__Exercise requirements__. Out of the data below, copy every line with the string "pull".

(Items from a dataset)
PR #7, opened 2020-12-17
Add options for using as a pull through cache

matthewmelvin:
Adds the options needed to run the registry as a pull through cache as per docker's recipe.

https://docs.docker.com/registry/recipes/mirror/


canterberry:
Thanks for the contribution! Looking at the documentation at the link you provided, though, it looks like this is already supported. The `configData:` property allows a configuration file to be provided which may include the `proxy:` property -- much like is proposed in the changeset here -- to configure a pull-through cache. This is a common use case, I imagine! I'm sure an example config for a pull-through cache would be a welcome addition to the README.

canterberry:
Closing this PR to tidy up the list of ongoing work. However, please feel free to reopen or continue the discussion.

__Written solution__.
Add options for using as a pull through cache
Adds the options needed to run the registry as a pull through cache as per docker's recipe.
Thanks for the contribution! Looking at the documentation at the link you provided, though, it looks like this is already supported. The `configData:` property allows a configuration file to be provided which may include the `proxy:` property -- much like is proposed in the changeset here -- to configure a pull-through cache. This is a common use case, I imagine! I'm sure an example config for a pull-through cache would be a welcome addition to the README.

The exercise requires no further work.